I picked up Sandwich Notch Rd on my way back to Campton. This adds another ~900ft of steep climbing on rough gravel, with a long tapered descent on gated forest service Algonquin Rd along the Beebe River. Some of my favorite riding in the White Mountains. No people, very scenic. Sufficiently satiated, I made it back to the car with 43.5mi, 4600ft of climbing, in 3.5hrs on the Garmin.

On Saturday, I joined Kai on a 50+ mile local MTB ride he was leading. Luke, Soups and Dave also joined. Kai's route would hit material that I hadn't yet ridden, stuff Soup's was raving about and saying how technical it was. In Brookline? Hmmm, I was certainly curious.

Of course, my legs were utterly destroyed from the hardest effort on a bike yet this year. That WV climb just killed me. Now I was heading out with a group of four others, with fresh legs, all who claim KOMs wherever they go. Not good.

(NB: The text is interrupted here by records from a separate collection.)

PR #8437, opened 2022-01-29
Fix long keybinds making shorter ones unreadable

sekwah41:
In mods such as JEI at the default scaling value their translation strings can be too long making the text unreadable for other mods.
image

image

Fix
image

Just adding a max limit to how far they can offset so only mods with long names are affected.

I was considering making it change the text to ... but that would cause issues where you are right at the border and want another symbol, so decided this was probably better.

### DIFF
--- a/patches/minecraft/net/minecraft/client/gui/screens/controls/KeyBindsList.java.patch
+++ b/patches/minecraft/net/minecraft/client/gui/screens/controls/KeyBindsList.java.patch
@@ -1,6 +1,38 @@
 --- a/net/minecraft/client/gui/screens/controls/KeyBindsList.java
 +++ b/net/minecraft/client/gui/screens/controls/KeyBindsList.java
-@@ -51,7 +_,7 @@
+@@ -40,18 +_,37 @@
+          }
+ 
+          Component component = Component.m_237115_(keymapping.m_90860_());
+-         int i = p_193862_.f_91062_.m_92852_(component);
++
++         // FORGE: max width for the keybind descriptions to make all readable, clip any strings that are too long
++         String plainText = component.getString();
++         String clippedMessage = "";
++
++         int i = 0;
++
++         for (int j = 0; j <= plainText.length(); j++) {
++            String checkString = plainText.substring(0, j);
++            i = p_193862_.f_91062_.m_92895_(plainText.substring(0, j));
++            if(i <= 185) {
++               clippedMessage = checkString;
++            } else {
++               clippedMessage = clippedMessage.substring(0, Math.max(clippedMessage.length() - 3, 0));
++               clippedMessage += "...";
++               i = p_193862_.f_91062_.m_92895_(clippedMessage);
++               break;
++            }
++         }
++
+          if (i > this.f_193859_) {
+             this.f_193859_ = i;
+          }
+ 
+-         this.m_7085_(new KeyBindsList.KeyEntry(keymapping, component));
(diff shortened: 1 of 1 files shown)


patches/minecraft/net/minecraft/client/gui/screens/controls/KeyBindsList.java.patch
```diff
@@ -1,6 +1,16 @@
 --- a/net/minecraft/client/gui/screens/controls/KeyBindsList.java
 +++ b/net/minecraft/client/gui/screens/controls/KeyBindsList.java
-@@ -53,7 +_,7 @@
+@@ -47,13 +_,17 @@
+             this.f_193859_ = i;
+          }
+ 
++         if(this.f_193859_ > 175) {
++            this.f_193859_ = 175;
++         }
```
sciwhiz12: Please include a Forge comment marker (`// FORGE: ...`) explaining why this change is in place, for future maintainability.

Also, this is better placed after the `for`-loop, to check and set the field's value once after all keybinds have been processed rather than checking each time.

sciwhiz12 (changes requested):
This works fine, though I wonder how complicated it would be to implement other solutions. 

For example, splitting the keybind name across multiple lines (whether in `KeyBindsList` automatically or by the mod manually in its language file or something similar), or adding a tooltip when hovering over a keybind's name to show the full name if it is clipped (the text width exceeding the 175px limit).

Shadows-of-Fire:
Good catch, we don't want to have longer names breaking the whole gui.  Though we probably want to make that full name visible somehow...

A solution adding a hovered tooltip or a scrollable name when hovered should both be viable, though the former is much easier to do.

patches/minecraft/net/minecraft/client/gui/screens/controls/KeyBindsList.java.patch
sekwah41: Fair point I'll add that when I get a moment in the next few days.

sekwah41:
@Shadows-of-Fire I can take a look at multi lining or a hover UI when I'm back as I'm on a break. multi lining would probably make most sense otherwise you have hover then multi line.
Though hover may just be easier to implement.

sciwhiz12:
Hello! @sekwah41, please leave a comment whether you wish to continue this PR and update it to the latest active version of 1.19.2 (or leave an explanation why this PR's changes are not applicable to 1.19.2). If we do not hear back from you after some time, this PR will be closed for inactivity.

sekwah41:
Ah sorry I've been quite busy. I'll add it to the list to get to sometime this or next week hopefully. It shouldn't take much changing.

sekwah41:
Ill make a new pr with these changes for 1.19 but backport it to this too.

sekwah41:
image

sekwah41:
Switched over to forcefully shorten the string rather than shot it behind the button. Can revert it if that is preferred to just spill behind the button if its too long.

I was planning to possibly make it so it shows a tooltip when you hover. But sadly this section of code doesn't extend screen or doesn't render directly so its a bit more complex

sekwah41:
Ill push the changes and other parts to fix it now

sekwah41:
ignore the fact my branch says 1.18, I've force pushed 1.19 to it on my end so its actually the right one

sekwah41:
Not sure if this is still an issue or not though I am going to leave this or someone else to handle as I've updated it a few times.

I know none of the mods I have atm at least cause this issue.

PR #8441, opened 2022-01-31
Fix PlayerChangeGameModeEvent and improve test mod

### LINKED ISSUE #8439: PlayerChangeGameModeEvent doesn't use the game mode set in the event
**Minecraft Version:** 1.16.3 -> 1.18.1

**Forge Version:** 34.1.20 -> 39.0.64 (since the event was added)

**Logs:** No logs

**Steps to Reproduce:**
 1. Setup an event handler for `PlayerChangeGameModeEvent`
 2. Try to set a new game mode with `setNewGameMode` and nothing happens

**Description of issue:**
The `PlayerChangeGameModeEvent` is not hooked up to use the value changed with `setNewGameMode`.
To work around this I just cancel the event and set the game mode on the player.

The doc of the `setNewGameMode` method:
> Sets the game mode the player will be changed to if this event is not canceled.

I think it should either be hooked up to use that value if not canceled like the doc say or just remove it as it's just as easy to set the game mode on the player manually. With the method being like it is right now it's confusing why it doesn't work until you start debugging why it doesn't work.

The event was added in #7355

diesieben07:
Fixes #8439

### DIFF
--- a/patches/minecraft/net/minecraft/server/level/ServerPlayer.java.patch
+++ b/patches/minecraft/net/minecraft/server/level/ServerPlayer.java.patch
@@ -134,11 +134,12 @@
     }
  
     protected void m_142540_(MobEffectInstance p_143393_, @Nullable Entity p_143394_) {
-@@ -1181,6 +_,7 @@
+@@ -1181,6 +_,8 @@
     }
  
     public boolean m_143403_(GameType p_143404_) {
-+      if (!net.minecraftforge.common.ForgeHooks.onChangeGameMode(this, this.f_8941_.m_9290_(), p_143404_)) return false;
++      p_143404_ = net.minecraftforge.common.ForgeHooks.onChangeGameType(this, this.f_8941_.m_9290_(), p_143404_);
++      if (p_143404_ == null) return false;
        if (!this.f_8941_.m_143473_(p_143404_)) {
           return false;
        } else {
--- a/src/main/java/net/minecraftforge/common/ForgeHooks.java
+++ b/src/main/java/net/minecraftforge/common/ForgeHooks.java
@@ -1,6 +1,6 @@
 /*
  * Minecraft Forge
- * Copyright (c) 2016-2021.
+ * Copyright (c) 2016-2022.
  *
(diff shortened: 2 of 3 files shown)


patches/minecraft/net/minecraft/server/level/ServerPlayer.java.patch
```diff
@@ -134,11 +134,12 @@
     }
  
     protected void m_142540_(MobEffectInstance p_143393_, @Nullable Entity p_143394_) {
-@@ -1181,6 +_,7 @@
+@@ -1181,6 +_,8 @@
     }
  
     public boolean m_143403_(GameType p_143404_) {
-+      if (!net.minecraftforge.common.ForgeHooks.onChangeGameMode(this, this.f_8941_.m_9290_(), p_143404_)) return false;
++      p_143404_ = net.minecraftforge.common.ForgeHooks.onChangeGameType(this, this.f_8941_.m_9290_(), p_143404_);
```
TheCurle, line 141: This should be onChangeGameMode (the boolean), not onChangeGameType (the Game Type)

TheCurle (changes requested):
This is a behavior change as implemented, probably a typo.

patches/minecraft/net/minecraft/server/level/ServerPlayer.java.patch
SizableShrimp: But then you can't set the parameter?

diesieben07: No it should not...? onChangeGameMode is the old, deprecated one.
A boolean is not enough as a return type, because the event can change the new gametype.

TheCurle: Oh I see, I misunderstood the next line. Ignore my comment, then.

TheCurle (approved):

TheCurle:
Okay yes, i misunderstood how these functions relate to each other.
With that in mind, this now looks good to me.

PR #8442, opened 2022-02-01
Add tags for various EntityTypes

MichaelTRoss0:
Added multiple EntityType tags to allow for common interaction between certain mobs in different mods.

This PR is currently a work in progress.


KnightMiner:
I think you misunderstand how the tags in forge's `Tags`  class work. Nothing stops a modder from adding their own tags otherwise, and the purpose of them is partly for datagen.

In addition, you cannot place a file under `generated` without adding the appropriate data generator. The tags you added will be deleted next time datagen is run.

----

So, two fixes suggested:
* This PR is not adding new functionality, you are simply proposing some standard tags. Update the description to say that to avoid confusion
* Use datagenerators to create the tags.

MichaelTRoss0:
Thank you for the pointers. I've made all the changes you've suggested.

src/main/java/net/minecraftforge/common/Tags.java
```diff
@@ -416,6 +420,19 @@ private static void init(){}
         }
     }
 
+    public static class EntityTypes
+    {
+        private static void init() {}
+
+        public static final Tags.IOptionalNamedTag<EntityType<?>> BOSSES = tag("bosses");
+        public static final Tags.IOptionalNamedTag<EntityType<?>> CONSTRUCTS = tag("constructs");
```
ChampionAsh5357: What is constructs? You have elder guardian and guardian along with iron and snow golems in here. I'm unsure what this tag would mean. If you're talking about entities that can be created, then the former two wouldn't be valid. Additionally, ender dragons or villagers could be created as well. If you're talking about entities that can spawn in structures, then there is a massive list missing, snow golems not one of them which spawn in a structure.

MichaelTRoss0: Constructs are artificial creatures that were made of nonliving materials and operate fully independently. Guardians fit because they seem to be made of prismarine and don't suffocate when removed from water.  I'll remove the tag if you guys don't think it's too helpful, or I'll add clarification on what this tag means.

SizableShrimp: This seems rather niche and something I think would best fit as a tag for your specific mod (if you even have a use). What would be the use case of such a tag existing in forge?

MichaelTRoss0: There is no real reason. I just saw that Forge didn't have any preexisting entity tags generated in it, so I decided to add one or two. I'll go ahead and remove it and just leave the bosses tag.

KnightMiner:
Based on

> There is no real reason. I just saw that Forge didn't have any preexisting entity tags generated in it, so I decided to add one or two. I'll go ahead and remove it and just leave the bosses tag.

Its really worth clarifying the goal of this PR. It sounds like you don't directly need the tags you are proposing, so a PR adding a single tag does not seem super useful. Afterall, mods can agree on whatever convention they want without forge adding the tags.

So basically, if your goal is to add tags so forge has tags, we should add more than one standard tag (be worth discussing on discord). If you goal is to add a boss tag because we want a way to identify bosses, then this PR could simply be framed as "added a boss entity tag" and you should suggest some reasons why the tag is useful

MichaelTRoss0:
Alright, I’m at my job right now, so I won’t be able to work in this until
I come back. I’ll check out the Discord once I get home, and discuss it
with you guys then. This is my first time making a pull request to
anything, but I’m eager to figure things out.

Thelnfamous1:
A forge defined tag for bosses is quite good for general use. There’s no good generalized way to check if an entity is a boss currently.

src/main/java/net/minecraftforge/common/data/ForgeEntityTypeTagsProvider.java
```diff
@@ -0,0 +1,45 @@
...
+package net.minecraftforge.common.data;
+
+import net.minecraft.data.DataGenerator;
+import net.minecraft.data.tags.EntityTypeTagsProvider;
+import net.minecraft.world.entity.EntityType;
+import net.minecraftforge.common.Tags;
+
+public class ForgeEntityTypeTagsProvider extends EntityTypeTagsProvider {
+
+    public ForgeEntityTypeTagsProvider(DataGenerator generator, String modId, ExistingFileHelper existingFileHelper)
```
pupnewfster: The call initializing and adding this provider appears to be missing.

MichaelTRoss0: That's in common/Tags.java, isn't it?

pupnewfster: No, if you actually try running the datagen you will see the file you manually created in the generated folder get deleted... Providers forge needs to run should be added in forge's [GatherDataEvent listener](https://github.com/MinecraftForge/MinecraftForge/blob/1.18.x/src/main/java/net/minecraftforge/common/ForgeMod.java#L209).

MichaelTRoss0: I'll add that in my next commit and push.

Alpvax:
I think you have gone into far too much detail with these. about half of them are either empty or redirect to a single other tag.
For example, there is no reason to have a felids/small tag when there are no medium or large felids. The very few mods which would like this distinction can manage it themselves. Alternatively, you could group all entities by their size (i.e. small: < 1block, medium: 1-2 blocks, large: > 2 blocks) but again, I think that is unnecessary.

I would much prefer to have simpler tags, not tags based on the latin names: cats (not animals/cats, although if others would prefer that then fine), birds, etc.
Then have tags ground/flying/water. Entities can be in multiple tags, and they should be as simple to organise as possible, otherwise modders just won't bother.

Tags like "creepers" is unnecessary, there is only 1 creeper in vanilla. If another mod adds more creepers, they can add the tag (and modders should be encouraged to create tags to query, so that modpack authors / other mods can easily add compatibility.
But in my opinion, most of these tags should not be in forge.

In addition, the "enemies/animals" tag (and other similar tags) should not exist, you are already adding entities to "enemies", and "animals". Expecting people to make sure they also add it to compound tags is crazy. Just find the entities with both of the requested tags.

Thutmose:
Latin names or english names are fine IMO, so long as there is a standard defined here (ie to prevent a mix of some mods using latin, others using english)

PaintNinja:
Closing as stale, please open a new PR if you'd like to continue this.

Hollis orchard hill starting out

Starting out from Silver Lake in Hollis, the climb up the orchard was almost enough for me to turn around. The air was crisp though, and conditions just didn't get much better. Working our way over Birch Hill, we soon found ourselves in a veritable playground of singletrack. The terrain was a maze of vertical ledge outcroppings. Of course, the trail made extensive use of these features, which meant exposure abounded everywhere. Sometimes you where looking straight down 20ft drops not more than a handlebar width's away. This wouldn't be all bad if the tread was mellow. But no. There were big step-ups, narrow roll-ables, all meticulously constructed. But many features required big commitment with huge consequences if you wussed out or didn't make it. A few features had ride-arounds. Needless to say, first time here, I found many features above my ability. Even Soups,who's ridden there several times, dismounted frequently.

Soups on one of many tame features

Typical terrain. Unfortunately, I was never close enough to capture Kai or Luke riding
the big commitment stuff

Kai above the overhang

Dave under the overhang

Luke above the overhang. Would have been cool to get a shot with rider above and below
simultaneously to show scale better.

The ride continued into Milford, hitting the Gnome and Tucker Brook trail systems. This stuff was more my style. These are Soups' stomping grounds, so trying to hold his wheel through the tight trails was futile on my sofa bike.

A decision point was reach, where the ride continued south. I had a time commitment and didn't want to risk being late. Dave too needed to get back. We decided to take road back to Hollis while Kai, Luke and Soups continued. Dave and I ended up with 37.6mi in 3.6hrs with 3000ft of climbing. The others went epic and rode over 100k! Even if I had the time, I don't think my legs would have had that in them given what I did the day before. A great two days on the bike. Now its back to dealing with work and life's difficulties.